# Maid in Marina



## Ickle_Em (Aug 29, 2012)

Hi all, can anyone recommend a good maid who covers marina area? I just want a couple of hours for my balcony, probably once a fortnight. I've heard it's best to go off word of mouth rather than call those who stick a leaflet under your door! If anyone knows a good one who is reasonably priced (I guess most are) pls let me know


----------



## Chocoholic (Oct 29, 2012)

Ickle_Em said:


> Hi all, can anyone recommend a good maid who covers marina area? I just want a couple of hours for my balcony, probably once a fortnight. I've heard it's best to go off word of mouth rather than call those who stick a leaflet under your door! If anyone knows a good one who is reasonably priced (I guess most are) pls let me know


Use an agency! To employ a maid on someone else's sponsorship is illegal and carries massive fines for all involved if caught.

We use Jessica Maids 050 3815792 - we have the same girl who comes twice a week and she does a very good job.

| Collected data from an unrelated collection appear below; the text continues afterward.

PR #1802, opened 2026-09-12
fix(list): wrap long dive and site card titles instead of truncating

ericgriffin:
## Summary

On a narrow window, the detailed Dives and Sites cards cut a long title off with an ellipsis, while the Trips and Equipment cards wrapped it onto more lines. This PR makes the Dives and Sites cards wrap too, so the full title is always visible and all four lists behave the same way.

## Changes

- `DiveListTile` (detailed dive card): removed `overflow: TextOverflow.ellipsis` from the title. The title had no `maxLines`, but `TextPainter` still ellipsizes the first overflowing line when `maxLines` is null, so that setting alone kept the title to one line. The forced strut it already uses keeps wrapped lines at the normal titleMedium line height.
- `SiteListTile` (detailed site card): removed `maxLines: 1` and the ellipsis from the title.
- The trailing title-row icons (favorite, rating, shared badge, and so on) stay vertically centered beside the title, the same as the trip card's shared badge.
- Compact and dense list modes are unchanged. All four features truncate the same way in those modes.
- Map-background card variants grow with their content (the map is a `Positioned.fill` behind it), so a taller title cannot overflow.

## Test Plan

- [x] New widget tests: at a 353px phone width, a long dive title and a long site title each lay out on more than one line with `didExceedMaxLines == false`. Both failed before the fix.
- [x] Existing Dive and Site card, list content, and dive_log page tests pass (573 tests)
- [ ] Manual testing on: checked with a throwaway golden render at 380px width (before: both titles ellipsized; after: both wrap onto three lines)

### DIFF
--- a/lib/features/dive_log/presentation/pages/dive_list_page.dart
+++ b/lib/features/dive_log/presentation/pages/dive_list_page.dart
@@ -967,13 +967,15 @@ class DiveListTile extends ConsumerWidget {
                                   // value (so the date line below doesn't
                                   // shift up) while textHeightBehavior only
                                   // repositions the ink within that space.
+                                  // No ellipsis: a long title wraps, like the
+                                  // trip and equipment cards, so the full
+                                  // name is always visible.
                                   style: titleStyle
                                       ?.copyWith(
                                         fontWeight: FontWeight.w600,
                                         color: primaryTextColor,
                                       )
                                       .inkCentered,
-                                  overflow: TextOverflow.ellipsis,
                                   textHeightBehavior:
                                       inkCenteredTextHeightBehavior,
                                   strutStyle: titleStyle?.preservingStrut,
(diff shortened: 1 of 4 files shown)


ericgriffin:
Re the suppressed Copilot note on `dive_list_page.dart` (dense dive mode now wraps the title): leaving this as is, no change.

Dives have no dense card anymore. `DenseDiveListTile` was removed on purpose in f1ea76fb0b9, and `dive_list_item.dart` routes `ListViewMode.dense` to the detailed `DiveListTile` as a fallback. Neither the Dives list menu nor the Appearance settings dropdown offers dense for dives, so the only way to reach it is a value saved before that removal. That path already renders the full detailed card, so wrapping its title is the intended behavior for the card actually shown. Adding a mode flag would make the same card look different depending on a setting the diver can no longer see. The one-line dense rows for Sites, Trips, and Equipment are separate widgets and are unchanged.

Most agencies require a minimum time of 4 hours per booking and usually charge around 30 dhs an hour.


----------



## Ickle_Em (Aug 29, 2012)

Didn't realise it's illegal!  
Then again, a lot of things are here (unmarried cohabiting etc) and plenty of people do it!
Cool, thanks for the recommendation, I'm prob not gonna need one for four hours though. Does anyone know of any way of hiring a maid for less, and have any recommendations on good ones in Marina area?! 
Cheers


----------



## Mandingo (Mar 28, 2013)

Ickle_Em said:


> Didn't realise it's illegal!
> Then again, a lot of things are here (unmarried cohabiting etc) and plenty of people do it!
> Cool, thanks for the recommendation, I'm prob not gonna need one for four hours though. Does anyone know of any way of hiring a maid for less, and have any recommendations on good ones in Marina area?!
> Cheers


Pick up the broom and do it yourself lol :clap2: have a look around dubizzle lots of options there.. but me too will recommend getting someone from maids.ae or something i think its about AED35 per hour...


----------



## Chocoholic (Oct 29, 2012)

The fines for employing a maid not sponsored by you or an agency are quite horrific. 50,000 - 100,000 Dhs for everyone involved. Really not worth the risk. The only way round it is to use an agency and they have minimum hours.

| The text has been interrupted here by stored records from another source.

Issue #1855, opened 2026-09-13
A locked temp file during restore leaves the database closed until the app restarts, masking the real error


urbamax:
## Summary

A restore (from a local file or from a cloud backup, both go through the same `DatabaseService.restore` swap) can fail with something like:

```
PathAccessException: Cannot delete file '...submersion.db.pre-restore', ...
  (OS Error: Operation not permitted, errno = 1)
```

and afterward the app is left with **no open database** until it is restarted -- the restore's own error-recovery path never gets a chance to run.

How big is the balcony in a high rise that it would take two hours to clean?! The mind boggles.


----------



## pamela0810 (Apr 5, 2010)

As Chocoholic has mentioned, it's illegal and honestly as per forum rules, we are not allowed to post anything that is against the law.

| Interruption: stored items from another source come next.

PR #1967, opened 2026-09-14
Pre-dive checklist: show full service-clock values and link checks to dives by chronological order

### LINKED ISSUE #1895: Pre-dive checklist: show full service-clock values and link checks to dives by chronological order
**Summary**

Two related gaps in the pre-dive checklist feature:

1. When running a pre-dive checklist, a linked equipment item's maintenance intervals (e.g. a rebreather with a scrubber and CO2 sensors) only surface a short text line when a service is already **overdue**. The individual configured services and their concrete values (e.g. "Scrubber: 8 of 12 hours left", "CO2 sensor due 2026-09-20") are not shown at all.
2. Auto-linking a completed pre-dive check to the dive it belongs to is bound to a fixed 3-hour time window and a strict 1:1 relationship, instead of simply following chronological order, allowing several checks to link to the same dive, and re-splitting existing links when an older dive is imported afterwards.

**Version**

v1.7.10.8228 (analyzed against commit ef9b9814f on `main`)

**Steps to reproduce**

*Part 1 - service data in the checklist*
1. Create an equipment item (e.g. a rebreather) with several service schedules configured (scrubber: hour-based, CO2 sensors: date-based), each currently `ok` or `dueSoon`, none `overdue`.
2. Create a pre-dive checklist that includes this item (either directly or via an equipment set).
3. Start/run the checklist.

*Part 2 - chronological linking*
1. Perform two pre-dive checks with no dive imported between them.
2. Import a dive that occurred after both checks.
3. Afterwards, import an older dive that occurred chronologically between the two checks.

**Expected**

*Part 1:* The checklist row for the equipment item lists every configured service individually with its current concrete value - remaining amount per unit (hours, dives, cold-water cycles, etc.) and/or due date - regardless of whether its status is `ok`, `dueSoon`, or `overdue`. Once the item has been checked off, looking back at it still shows every service's value, frozen at the moment it was checked off (not only the ones that were overdue at that time).

*Part 2:* A completed check links, on import, to the chronologically next dive that follows it, with no time window. Several checks preceding the same dive all link to that one dive (n:1). When a dive is imported later that falls chronologically in the middle of an already-linked group of checks, the group is automatically re-split: each check ends up linked to its actual next dive, even if that means breaking apart a group link that already existed. A dive with no preceding check simply stays unlinked.

**Actual**

*Part 1:* Only a short trigger-text line is rendered, and only when at least one service is overdue. Checked-off items freeze the same overdue-only subset.

*Part 2:* `ChecklistDiveLinker` only links within `linkWindow = 3h` before and `forwardGrace = 15min` after the dive start, and its 1:1 guard (`getSessionForDive(diveId) != null`) prevents a second check from linking to a dive that already has one. Existing links are never re-evaluated once set, even when an older dive is imported afterwards.

**Root cause**

*Part 1:* `SessionItemTile._overdueEntries()` (`lib/features/pre_dive/presentation/widgets/session_item_tile.dart:70-89`) explicitly filters the live `serviceClockStatusesProvider(equipmentId)` results to `severity == ServiceClockSeverity.overdue` (line 84) and discards everything else; the same filtering carries into the frozen `OverdueServiceEntry` snapshot written when an item is checked off. The full per-service data already exists: `ServiceClockStatus.usageByUnit` (a `Map<ExposureUnit, ClockUsage>` with `interval`, `since`, `remaining`) and `dueDate`/`daysUntilDue` (`lib/features/equipment/domain/entities/service_clock_status.dart:71-166`). The equipment overview already renders all of this via `ServiceClocksCard` (`lib/features/equipment/presentation/widgets/service_clocks_card.dart`). The checklist item is already linked to its equipment through `PreDiveSessionItem.equipmentId` (set in `session_item_composer.dart:75,95`), including for equipment sets, where one session item is created per member device. No data linkage is missing - only the full values never reach the UI.

*Part 2:* `autoLinkForDive()` (`lib/features/pre_dive/data/services/checklist_dive_linker.dart:45-76`) is deliberately built around a time window and a 1:1 relationship (documented in the comments at lines 7-9 and 16-18), and only runs once per newly imported dive (`applyForImportedDive`), never re-evaluating links that were set on a previous import.

**Proposal**

*Part 1:* Extend `SessionItemTile` and the checked-off snapshot mechanism to carry and render the full `ServiceClockStatus` values (`usageByUnit`, `dueDate`) for every configured service of the linked equipment, not only the overdue subset. Reuse the existing formatting/rendering logic from `ServiceClocksCard` and `service_trigger_text.dart` where possible instead of duplicating it.

*Part 2:* Rework the matching logic in `ChecklistDiveLinker`: drop the `linkWindow`/`forwardGrace` time window and instead link each unlinked check to the chronologically next dive of the same diver; replace the 1:1 guard with n:1 support so multiple checks preceding the same dive all link to it. When a dive is imported, also re-evaluate existing links that fall within the affected time range and re-split any group whose members now have a closer next dive available, so every check ends up linked to its actual next dive.

**Open questions**

None - resolved during issue drafting:
- Checked-off items freeze all service values, not only overdue ones (Part 1).
- No cap on how long an unlinked check may wait for its next dive (Part 2).
- A newly imported dive that falls inside an existing multi-check group re-splits that group automatically (Part 2).

**Out of scope**

Changes to how service schedules themselves are calculated (`ServiceSchedule`, `ServiceClockStatus`).

alpheios-one:
## Related Issue

Closes #1895

## Summary

Two related fixes to the pre-dive checklist's equipment integration:

1. A checklist row for equipment with service clocks (scrubber hours, CO2 sensor date, etc.) now shows every configured clock with its concrete value, not only overdue ones.
2. Auto-linking a completed check to its dive now follows pure chronological order instead of a fixed time window and a 1:1 relationship.

## Changes

**Service-clock display**
- `OverdueServiceEntry` gains `severity` and `usageByUnit`, kept backward-compatible: a snapshot frozen before this change (missing both fields) decodes with `severity = overdue` and an empty `usageByUnit`, matching what it always meant. No DB migration — the column stays the same JSON-text field.
- `SessionItemTile` and the checked-off snapshot (`PreDiveSessionRunnerPage`) drop the `severity == overdue` filter and render every clock, colored by its own severity. The existing "Service overdue" heading is kept as-is and still only appears when at least one clock actually is overdue.
- Extracted the severity→color mapping out of `ServiceClocksCard` into a shared util (`service_clock_severity_display.dart`) so the checklist and the equipment detail page stay visually consistent.

**Chronological dive linking**
- Added `DiveRepository.getNextDive` (mirrors `getPreviousDive`'s predicate/ordering in reverse, with an explicit diver filter).
- Rewrote `ChecklistDiveLinker.autoLinkForDive`: a check now links to the diver's actual next dive, with no upper time bound. Several checks preceding the same dive all link to it (previously 1:1 only). Because every dive import re-evaluates every session of that diver against the new dive, importing an older dive afterwards correctly re-splits an existing group — no explicit "reconciliation" step needed.
- The forward-skew tolerance (a check completed slightly after the dive's recorded start, e.g. due to computer/phone clock drift) is raised from 15 minutes to 3 hours, to also cover a DST change between the check and the dive.
- All four import call sites (UDDF, dive-computer download, HealthKit, the import wizard provider) are untouched — `applyForImportedDive`/`autoLinkForDive`'s signatures didn't change.

## Test Plan

- [x] `flutter test` passes (full `pre_dive` and `equipment` suites, plus the new `dive_repository_next_dive_test.dart` and the rewritten `checklist_dive_linker_test.dart`)
- [x] Manual testing on: Windows desktop


alpheios-one:
@ericgriffin This PR is ready for review. Happy to adjust anything if something's open - just let me know.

So even though many people do it, we do not condone it and it would be best to just follow the suggestions of the posters. There is a list of housekeeping agencies in the sticky "Read before posting...." You could call those agencies and see if anyone is willing to come to your house for a couple of hours every fortnight.


----------



## Guest (Apr 10, 2013)

I use Helpers and pay 160AED for 4 hours, I am quite pleased with the job they do.


----------